The published data on TrueSkill gives a glimpse at the underpinnings of a modern Bayesian ranking system designed for videogames. Blizzard’s implementations are obviously different from TrueSkill, though we can infer much from what we know about TrueSkill, and what we know about the SC2 ladder.
For a layman’s primer on TrueSkill: http://research.microsoft.com/en-us/projects/trueskill/details.aspx
For an in-depth description of TrueSkill: http://research.microsoft.com/apps/pubs/default.aspx?id=67956
Matchmaking
The short version of what the links above show is that it is possible (and computationally efficient) to take the MMR and uncertainty factor (also known as sigma, or standard deviation) for both players. The MMR and sigma form a bell curve per player. It is possible to combine the bell curves into a 3D probability distribution. This is done by combining the data to form a shape like this:
It may help to think of it as combining the two 2D curves perpendicularly and forming this 3D shape. This shape is centered on a point in the (x,y) plane, where x represents player 1’s skill, and y represents the skill of player 2. Intuitively, the best matches will be between ratings where x=y. Thus, Blizzard attempts to keep it as close as possible. Looking at this same shape top-down (try to visualize it as a topographical map):
Run a line along x=y, and you will split the shape into 2 pieces. If you sum the volume under the shape on each side of this split, and compare their relative size you will get the probability of a player victory. If the curve is contained wholly within one side of the graph then clearly that player is overwhelmingly favored by the system (Note: this is NOT the same thing as the “Favored” display on the loading screen!). Also note that this does not need to be circular when looking at a top-down section. If players have different confidence values it will look like an ellipse.
Note that this figure is taken from a TrueSkill presentation, and is copyright Microsoft. TrueSkill incorporates the possibility of a draw. More intuitively, it can be thought of as the “matchmaking sweet spot”, and something similar is likely used by SC2’s ladder to provide the system some wiggle room in matchmaking.
After a match finishes, the system needs to update the MMR and sigma for both players. Displayed rating will be discussed later in this post. Whenever a match finishes the winner’s MMR increases and the loser’s decreases. More interesting is what happens to the sigmas. If the match finished as expected with the MMR favored player winning (and remember, the loading screen “favored” display is NOT this) then both players' sigmas will decrease. That is, the system gains confidence in the ratings it has assigned to the players. If the match finishes in an upset and both players' sigmas are small, then the sigmas for both players will increase as the system thinks it may have an incorrect rating assigned to both. The change in sigma scales based upon the difference in MMR and the difference in sigmas. That is, losing to someone close to your own rank will not change your sigma too much (though it will over the course of several games).

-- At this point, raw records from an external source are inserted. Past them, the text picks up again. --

PR #51, opened 2017-03-16
EASY-1231 Fix swapped XY ccordinates for RD

PaulBoon:
fixes EASY-1231

#### When applied it will
* fix the swapping

createSpatialBoxes and createSpatialPoints in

If a lower-MMR player wins then what happens depends a lot more on their precise equations they are using. If a player's sigma is large in an upset (whether he's the winner or loser) it can decrease. That is because, given the right MMR and sigma values, it's possible in theory for the system to learn about that player's skill and rate him more accurately. If a player's sigma is small, however, it can become larger after an upset if that upset was truly unexpected.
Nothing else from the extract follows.